Task prompt: Tally how many lines in the data hold the word "Overview", and give the result with no other text.

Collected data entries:
====
PR #170, opened 2021-06-29
Remove extra semis in struct defs

jruderman:
These were found using clang's -Wextra-semi﻿


Quuxplusone:
Could you also add `-Wextra-semi` to the Makefile, in the obvious place for Clang?
As long as the TravisCI build is still happy, that is.
(The GithubCI ubuntu build appears to be broken right now; I don't know what the deal is with that. Also, the TravisCI emscripten build [is broken](https://travis-ci.org/github/zenorogue/hyperrogue/jobs/774012122) with a very weird symptom; anyone know what's up?)

PR #7, opened 2023-10-05
feat: Integrations

HazAT:
fixes: https://github.com/getsentry/spotlight/issues/9


package.json
```diff
@@ -6,8 +6,8 @@
   "scripts": {
     "dev": "vite",
     "build": "tsc && vite build && yarn build:sidecar",
-    "build:sidecar": "tsc --module nodenext --moduleResolution nodenext --esModuleInterop false --target esnext src/node/sidecar.ts --outDir dist/",
-    "watch:build": "vite build --watch",
+    "build:sidecar": "tsc --module nodenext --moduleResolution nodenext --esModuleInterop false --target esnext src/node/sidecar.ts --outDir node/",
+    "build:watch": "vite build --watch",
```
dcramer, line 10: fwiw the reason we do these under watch: is because you often want to run "build:*" and putting a diff env-build style in there complicates things in what inevtiably always becomes a monorepo

src/components/Overview.tsx
```diff
@@ -59,7 +59,25 @@ export default function Overview() {
...
+  
+  integrations.forEach((integration) => {
+    if (integration.tabs) {
+      integration.tabs.forEach((tab) => {
+        tabs.push(
+          {
+            name: tab.name,
+            active: activeTab === tab.name,
+            onSelect: () => {
+              setEventId(null);
```
dcramer, line 71: def gotta figure out a better way to handle routing params.

idk if react-router could work _without_ actually persisting the route in the url or something

or we could just pass around route names/params in some home grown shenanigan

HazAT: Just hacking stuff to make it work now

Lms24:
I'm going to merge this PR to iterate with smaller changes later. Based on Daniel's work, I made a few more changes:

* simplified and adjusted the integration API a little. IMO there's no need for categorized hooks like in Astro - let's just just go with a flat integration API with simple hooks (`setup`, `processEvent` for now).
* adjusted typing to be typesafe within an integration. This is not perfect yet and ideally we find a nicer way to distinguish between content types that increases this type safety further.
* naming of things is WIP and definitely TBD. 
* Console integration now "works" for browser console.log. Not pretty and just for dev purposes but it's something...

Still a lot of todos:
* [ ] Convert Sentry tabs to integrations
* [ ] Integrate Spotlight with Astro's toolbar
* [ ] Convert repo into monorepo. To start with I think we need three packages:
  * `@sentry/spotlight` holding the core spotlight components
  * `@sentry/spotlight-astro` with the Astro integration
  * website (the spotlight website)

PR #14, opened 2023-11-01
Initial work on pnpm monorepo

dcramer:
This breaks the project up into four current packages:

- spotlight (the main library)
- sidecar (the node sidecar proxy)
- website
- tsconfig (shared tsconfig)

There are a number of changes I included that are not monorepo specific, such as lint-staged and standardized prettier config including e.g. tailwind plugin.


dcramer:
A few unrelated thoughts while I was doing this:

- Can we rename the project from sentry-spotlight to spotlight?
- Should (can?) we claim `@spotlight` on NPM?
- Some config was hardcoded (e.g. tsc for sidecar) - I fixed a bit but theres probably more, which may related to the current compile errors.

Lms24 (commented):
Nice! I think eventually we want to extract another package from the website that contains the Astro integration for spotlight. But we can/should tackle this later, this is fine for now. 

If we want to go with the `@spotlight` namespace (seems like there's currently no package with this namespace on npm), I propose we go with:

* `@spotlight/core ` for the main package
* `@spotlight/sidecar` for the sidecar
* `@spotlight/astro` for the Astro integration
* (`@spotlight/website` but not really relevant I guess)

Lms24:
I applied a [workaround](https://github.com/pnpm/pnpm/issues/7279#issuecomment-1793428443) to the website package to get prod builds of the website working by setting the `node-linker=hoisted` strategy in `.npmrc`. This fixes the failing build with pnpm (worked fine with yarn/npm). Let's just be aware that this is a blocker for pnpm users wanting to use the Astro SDK. The workaround here is only meant to unblock us in creating a monorepo. We need to find a better solution.

PR #20, opened 2023-11-13
build: Update package names, version & private

mydea:
Move packages under `@spotlightjs/` name, update `private` and `version` fields.


packages/spotlight/package.json
```diff
@@ -1,7 +1,7 @@
 {
-  "name": "@sentry/spotlight",
-  "private": true,
-  "version": "0.0.1",
+  "name": "@spotlightjs/spotlight",
```
mydea, line 2: Ah, so the idea is this should be `@spotlightjs/core`? 🤔 not 100% sure, this is what we expect users to install in their app, right? or is the idea that generally this will be abstracted away by other (meta) packages?

packages/sidecar/package.json
```diff
@@ -1,7 +1,7 @@
 {
-  "name": "@sentry/spotlight-sidecar",
-  "private": true,
-  "version": "0.0.1",
+  "name": "@spotlightjs/sidecar",
+  "private": false,
```
Lms24, line 3:
```suggestion
```

l: I think we can remove `private` it we don't set it to `true`

Lms24 (approved):

packages/spotlight/package.json
Lms24: Yes, I was thinking of `@spotlightjs/core` because at least for Astro `@spotlightjs/astro` will depend on it. However, if spotlight is installed in a framework we don't have a dedicated package for, the idea is that users will install this package. I have no strong opinion about core vs. spotlight. If you prefer `@spotlightjs/spotlight` I think it's also file (albeit a little repetitive 😅 )

Lms24: Also open to other suggestions

mydea: let's go with core, it prob. doesn't matter to much anyhow 👍

PR #21, opened 2023-11-14
build: Setup changesets

mydea:
This sets up changesets to be added.

Workflow:

* With each PR that has a user facing change, run `pnpm changeset:add` locally. This will guide you through the process to add a changeset.
* Later, we'll add a GH action to consume the changesets and bump versions etc. accordingly.
* We'll also add a GHA flow that will warn you in PRs when you forgot to add a changeset.


Lms24 (approved):
I'm so looking forward to seeing how this is gonna work out! Let's give it a try!

PR #22, opened 2023-11-14
build: Add Github Action to prepare a publish

mydea:
This is on top of https://github.com/getsentry/spotlight/pull/21

This adds a workflow that can be triggered, which will open a PR with all the changesets consumed & versions bumped accordingly.

For now, merging this PR will not do anything. But in a follow up to this, I'll add another action that is triggered when this PR is merged into main, which will actually run the npm publish automatically.

So the flow would be, overall:

1. Include changesets in each PR
2. When we want to cut a release, trigger the `Prepare Publish` GHA workflow
3. This will create a PR that needs to be approved & merged
4. When the PR is merged, the npm publish will happen automatically

### DIFF
--- a/.github/workflows/prepare-publish.yml
+++ b/.github/workflows/prepare-publish.yml
@@ -1,0 +1,30 @@
+name: Prepare Publish
+
+on:
+  workflow_dispatch:
+
+concurrency: ${{ github.workflow }}-${{ github.ref }}
+
+jobs:
+  publish:
+    name: Prepare Publish
+    runs-on: ubuntu-latest
+    steps:
+      - name: Checkout Repo
+        uses: actions/checkout@v4
+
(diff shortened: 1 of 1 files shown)


Lms24 (approved):
I have a question: AFAIK, when adding a changeset for a PR, we need to determine the version impact (major, minor, patch). Will this (or the follow up) action determine the correct release value automatically?

mydea:
yeah, so this action will pick up all "pending" changesets, and bump all packages accordingly. So for example, if you have these changesets pending:

* `@spotlightjs/core`: patch, patch, patch
* `@spotlightjs/sidecar`: patch, minor, patch
* `@spotlightjs/astro`: -

It would bump core patch-level, sidecar minor-level and astro not at all.

PR #23, opened 2023-11-14
build: Use github changelog generator

mydea:
This uses the github changelog generator, which is supposed to include commit/pr/user links. Let's see if that works out of the box - it needs a github token, but I guess if we run this on CI we can just use the GITHUB_TOKEN and it should work 🤷


Lms24 (approved):
Interesting, let's try it

PR #24, opened 2023-11-14
build: update build script

mydea:
TBH not sure if this will actually work, but _seems_ more correct to me - this is failing right now..?


mydea:
@Lms24 can I try to run this manually from this branch? I guess this is safe to do...?

Lms24:
@mydea yup sure, go for it!

Lms24 (approved):

mydea:
OK so the build succeeded, although manual publishing does not work due to environment protection rules. but should be good to go 🤞

PR #29, opened 2023-11-14
build: Publish on push to main

mydea:
This PR ensures that if the PRs generated by changeset are merged, we automatically publish to NPM.

I check this in three ways:

* Push to main only
* Push changing a `CHANGELOG.md` file
* The pushed commit has the message `meta(changelog): Update package versions` - this has to be kept in sync with the commit messages generated in the prepare-publish workflow.

Not sure if that is "bullet proof" enough, or if we need/can have more checks there 🤔 I think for now it should suffice, at least, and have very little room for misuse (worst case something that is on main is published "too early", as you can only publish off main).

I added a `NPM_TOKEN` secret to this repository.

### DIFF
--- a/.github/workflows/publish.yml
+++ b/.github/workflows/publish.yml
@@ -1,0 +1,42 @@
+name: Publish
+
+on:
+  push:
+    branches:
+      - main
+    paths:
+      - '**/CHANGELOG.md'
+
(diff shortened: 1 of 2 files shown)


Lms24 (approved):
Nice, looks great! Yeah, let's try this check and revisit if necessary 👍

Issue #38, opened 2023-11-14
Extract and publish @spotlightjs/astro package


Lms24:
We want to extract the Astro integration from the website package and make it a proper [Astro integration package](https://docs.astro.build/en/reference/integrations-reference/#allow-installation-with-astro-add). 

For the package to work properly with the `npx astro add` command, we need to keep a few things in mind:
* The [integration factory function](https://github.com/getsentry/spotlight/blob/0bddae87339d2651915a5019f95c11661a943b7a/packages/website/src/spotlight/index.ts#L10) needs to be the default export of the package
* `keywords` need to be set [according to the integrations guide](https://docs.astro.build/en/reference/publish-to-npm/#integrations-library)
* Other fields mentioned in the guide should also be set
* AFAICT, we technically don't need to transpile to JS and we should be good to simply publish the TS source files. (Astro will bundle the integrations in its build). Let's see if this actually works.   

Note: We can also first simply extract the package and worry about the package.json, keywords, etc later.

PR #40, opened 2023-11-15
feat(astro): Add `@spotlightjs/astro` package

mydea:
This adds a new `@spotlightjs/astro` package, extracting things out from the website.

I tried running it locally and it seemed to work, at least 😅 
While at it I also updated the package.json of all packages to have a description & use the same volta config.

Closes https://github.com/getsentry/spotlight/issues/38

(Note: this is also an example for having multiple changesets!)


packages/astro/src/overlay/index.ts
```diff
@@ -0,0 +1,30 @@
+import type { DevOverlayPlugin } from 'astro';
+
+import * as Spotlight from '@spotlightjs/core';
+
+const sentryLogo = `<svg class="css-lfbo6j e10nushx4" xmlns="http://www.w3.org/2000/svg" viewBox="0 0 50 44" width="400" height="352"
```
mydea, line 5: I simply inlined this because TS complained, and I figured it's not worth it to figure out how to fix it xD

packages/astro/package.json
```diff
@@ -0,0 +1,34 @@
...
+    "preview": "astro preview",
+    "astro": "astro"
+  },
+  "main": "./src/index.tx",
+  "exports": {
+    ".": "./src/index.ts"
+  },
+  "dependencies": {
+    "@spotlightjs/core": "0.0.2",
+    "@spotlightjs/sidecar": "0.0.2",
```
Lms24: shouldn't these two be set to
```suggestion
    "@spotlightjs/core": "workspace:*",
    "@spotlightjs/sidecar": "workspace:*",
```
?

packages/astro/package.json
```diff
@@ -0,0 +1,34 @@
+{
+  "name": "@spotlightjs/astro",
+  "description": "Add spotlight to your Astro toolbar, for better debugging.",
+  "version": "0.0.0",
+  "type": "module",
+  "keywors": [
+    "astro",
+    "withastro",
+    "astro-component",
+    "analytics"
```
Lms24, line 10: Let's remove the analytics keyword for now. I was tempted to add it in https://github.com/getsentry/sentry-javascript/pull/9193#discussion_r1356768133 but held off from it because the Astro folks said they'd add a better category. I think something like "devtools" would fit better overall. 
```suggestion
```

packages/astro/package.json
```diff
@@ -0,0 +1,34 @@
...
+    "preview": "astro preview",
+    "astro": "astro"
+  },
+  "main": "./src/index.tx",
+  "exports": {
+    ".": "./src/index.ts"
+  },
+  "dependencies": {
+    "@spotlightjs/core": "0.0.3",
+    "@spotlightjs/sidecar": "0.0.2",
```
Lms24, line 25: Shouldn't these be 

```suggestion
    "@spotlightjs/core": "workspace:*",
    "@spotlightjs/sidecar": "workspace:*",
```

?

Lms24 (approved):
Nice, thank you!

packages/astro/package.json
mydea: hmm not sure, as we publish this it should probably have the proper versions? I think pnpm should handle this properly, and changeset should also update these versions whenever we bump something (hopefully - let's see how that works out!)

Lms24: > I think pnpm should handle this properly

Ahh, You mean in the sense that for local development it will take the workspace version instead of downloading the published versions? I [thought it was the other way around](https://pnpm.io/workspaces#publishing-workspace-packages), that when packing the tarball,`workspace:*` will be replaced with the package's version. But from reading [these docs](https://pnpm.io/workspaces#workspace-protocol-workspace) I now get the impression that it works both ways 😅 

So it's probably fine as is - let's give it a try!

Issue #76, opened 2023-11-21
Docs: Document SDK requirements


dcramer:
How does spotlight currently identify if it should be relaying to the proxy? Does it just try no matter what? Do I need specific SDK versions?

PR #92, opened 2023-11-21
feat: Add Sidecar `connect` function

HazAT:
To hook into Sentry's Node SDK this is what you have to do:

```js
import * as Sentry from '@sentry/node';
import { connect } from '@spotlightjs/sidecar/connect'

Sentry.init({debug: true});
connect(Sentry.getCurrentHub()); // After Sentry init, call connect and pass the hub
...
Sentry.captureMessage('Something went wrong');
```

ref: https://github.com/getsentry/spotlight/issues/76

### DIFF
--- a/packages/sidecar/package.json
+++ b/packages/sidecar/package.json
@@ -25,6 +25,9 @@
     "./vite-plugin": {
       "import": "./src/vite-plugin.js"
     },
+    "./connect": {
+      "import": "./src/connect.js"
+    },
     "./run": {
       "import": "./src/run.js"
     }
--- a/packages/sidecar/src/connect.js
+++ b/packages/sidecar/src/connect.js
@@ -1,0 +1,34 @@
+function serializeEnvelope(envelope) {
+  const [envHeaders, items] = envelope;
+
+  // Initially we construct our envelope as a string and only convert to binary chunks if we encounter binary data
+  const parts = [];
+  parts.push(JSON.stringify(envHeaders));
+
+  for (const item of items) {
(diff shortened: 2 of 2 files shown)


dcramer:
Is there any reason we cant automatically do this somehow?

dcramer:
Also lets open a ticket on the core JS repo to make sure whatever we do here becomes a native API

HazAT:
Only to avoid the SDK even knowing about Spotlight/Sidecar 
```
fetch("http://localhost:8969/stream", {
      method: "POST",
      body: serializeEnvelope(envelope),
      headers: {
        "Content-Type": "application/x-sentry-envelope",
      },
      mode: "cors",
    }).catch((err) => {
      console.error('[Spotlight]', err);
    });
```

HazAT:
The advantage of an explicit `connect` function from the sidecar is that it's stays in sync with the actual sidecar
If we add this code into the SDKs you need a specific version + if we change the URL / Port, it gets outdated.

I think initially this is fine until this all is a bit more robust.

packages/sidecar/package.json
```diff
@@ -25,6 +25,9 @@
     "./vite-plugin": {
       "import": "./src/vite-plugin.js"
     },
+    "./connect": {
```
dcramer, line 28: is there no other sane way to define these main exports e.g. in like an index.ts or something?

dcramer (approved):
did not test

dcramer:
We should reconsider this and put a spotlight: true/false into Sentry.init() in SDKs imo.

PR #146, opened 2023-11-28
Ruby SDK version requirement: update to 5.15

natikgadzhi:
## Summary

Got to love PRs with one character change! This updates required sentry-ruby version from 5.14 to 5.15.

5.14 shipped today without Spotlight support. So 5.15 is optimistic, assuming we merge https://github.com/getsentry/sentry-ruby/pull/2175 soon enough and ship it.

## Review

Welp, saying Spotlight requires a version of SDK that haven't shipped yet is slightly suspicious, but I think it's better than saying things work on 5.14. Plus, there's not a whole lot of people on that website just yet, right? 

/cc @HazAT


Lms24 (approved):
Thanks!

Issue #41, opened 2020-05-21
Use stubs to generate Actions through the make command


lorisleiva:
Just opening an issue to make sure I don't forget to use Laravel 7's new stub feature for generated Actions.

PR #78, opened 2021-01-07
Use stubs to generate Actions through the make command

ahmedabdel3al:
This PR  allow us to stubs to generate actions through the make command  #41 

**`php artisan vendor:publish --provider="Lorisleiva\Actions\ActionServiceProvider" --tag=stubs`**


lorisleiva:
Thanks for that! Just a heads up: Laravel Actions v2 (being released very soon) has been re-written from scratch and no longer offers the `make:action` command since there's no longer a forced structure for your action.

But that PR can still be valuable for users who might want to stick to v1. 🙂

PR #80, opened 2021-01-08
Laravel Actions v2

lorisleiva:


cyrillkalita:
I did read [Upgrade guide](https://laravelactions.com/2.x/upgrade.html) and I think I understand where you are coming from.

Granted, I was not using any of the fancy stuff; running as Jobs and controllers, as I really to have a class that does just one thing: _a single-action class_.

I really liked that I can keep on adding data to the action class as I was going through the motions elsewhere - and I could validate it once I am done with it, to run the action - which was saving a ton of time, as final validation and handling was now was always done at the last mile of the journey.

With version two a new paradigm that  is introduced makes _my_ flow harder, rather then easier; I am sure it is not so for the rest of the people out there. I just venting. 

Would you consider supporting 1.x beyond L8?

lorisleiva:
Hi there 👋 

Thanks for the detailed feedback. I don't think the plan would be to continue to actively maintain both version. Of course if the upgrade from v1 to L9 is just a composer update — which will likely be the case — then that's absolutely fine.

However, I'd prefer if we could improve on Laravel Actions v2 to remove these pain points whilst keeping its current "lack of opinion".

From what I read it seems like your main pain point is with regard to the fact that there is no longer a set of unified attributes across pattern and so authorization and validation is reserved to controllers.

I've written a reply to someone else who shares the same frustration that you can find here.

https://github.com/lorisleiva/laravel-actions/issues/97

Basically, it's still very much on the back of my mind and I want to find a way to provide this again for v2 as an optional trait.

Aside from this, is there anything else that you would miss from Laravel Actions v1?

cyrillkalita:
Every since I got introduced I to single action classes you're package been my lodestar, I wouod be honest. Every project I've done, relies on it. So yeah, you summed it up pretty well.

Thank you, your contribution is valuable and appreciated.

lorisleiva:
Hi @cyrillkalita 👋 

Just to let you know, version `2.1` comes with a new optional trait `WithAttributes` that brings back the ability to authorize and validate actions using attributes for all patterns — i.e. as objects, as controllers, as jobs, etc.

I've also added [an entire page dedicated to that trait in the documentation](https://laravelactions.com/2.x/use-unified-attributes.html). I hope this helps.

PR #90, opened 2021-02-11
Ignore view template files when registering action routes

onemoreahmad:
Hi,

I got an error when I put my views files within the same folder with actions when registering the routes.

Screen Shot 2021-02-11 at 3 14 43 AM

Screen Shot 2021-02-11 at 3 15 52 AM

This is a suggested fix to check if the file is not a view.

### DIFF
--- a/src/ActionManager.php
+++ b/src/ActionManager.php
@@ -132,9 +132,13 @@ class ActionManager
         }
 
         foreach ((new Finder)->in($paths->toArray())->files() as $file) {
-            $this->registerRoutesForAction(
-                $this->getClassnameFromPathname($file->getPathname())
-            );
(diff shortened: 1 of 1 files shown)


lorisleiva:
Hi there 👋 

Sorry for the long reply. Thanks for raising this.

I think it'd be better if we could have a more generic check when going through files.

Inside the `registerRoutesForAction` method, we could add a check (before the 3 current ones) that uses reflection to check if the class exists.

lorisleiva:
Hi Ahmad 👋 

I had some free time so I decided to tackle it and released as part of the next release which is  [`v2.1.1`](https://github.com/lorisleiva/laravel-actions/releases/tag/v2.1.1). 🚀 

Let me know if that all works fine for you. Thanks again for raising this! 🍺

Issue #92, opened 2021-02-23
registerRoutes not working with forward slash on windows


FrankVisuals:
When calling 
```
Actions::registerRoutes('app/Actions/Test');
```
i have the issue

```
ErrorException: class_parents(): Class App\C:\<my-path>\app\Actions\Test\Login does not exist and could not be loaded 
```

The issue here is that the path was not parsed correctly for me (using Windows). It only works when calling 

```
Actions::registerRoutes('app\\Actions\\Test');
```

lorisleiva:
Hi there 👋 

Thanks for raising this and having a go at it.

If I remember correctly, I got heavily inspired with how Laravel auto-registers the Commands directory for this feature.

Does this work well for your on Windows? If so I might have missed something there. I'd really appreciate your help in this since I have no Windows computer to test that. 😕 

Thanks again. 🙂

FrankVisuals:
Hey! Thanks for the fast response. I tried to provide a PR with a fix, however it seems to fail on Linux (tests) - it worked for me (https://github.com/lorisleiva/laravel-actions/pull/93). I can try to give you as many details as possible.

I narrowed it down to the `ActionManager` class where `Str::after($pathname, realpath(app_path()) . DIRECTORY_SEPARATOR)` results in `"C:\<path to my project>\app/Actions/Test\CustomLogin.php"` when being called like `Actions::registerRoutes('app/Actions/Test');`

The actual result here should be `Actions\Test\CustomLogin.php` - which works when I use `Actions::registerRoutes('app\\Actions\\Test');`

Hope that helps!

lorisleiva:
Hey, yeah I saw but PR #93 will only work on Windows. The same goes when using backslashes in your path — i.e. `Actions::registerRoutes('app\\Actions\\Test');`. Even in your case you'll probably end up deploying this code on a linux server which will fail at this point.

I've double-checked [the `load` method on the Laravel Console Kernel](https://github.com/laravel/framework/blob/b69db31d47342f41878c20cbdce35edc8ea56147/src/Illuminate/Foundation/Console/Kernel.php#L208-L236) and I'm using the exact same process to discover files in an array of directories.

[...]

PR #93, opened 2021-02-23
fix issue with path

FrankVisuals:
This is meant to resolve the issue described in #92 

The slashes in the pathname had to be replaced first in order to fix the behaviour for windows.


FrankVisuals:
Sadly the tests were working on my windows mashine - seems like it wasn't a valid fix :(

FrankVisuals:
Awesome - thanks for the fix!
====
Response: 2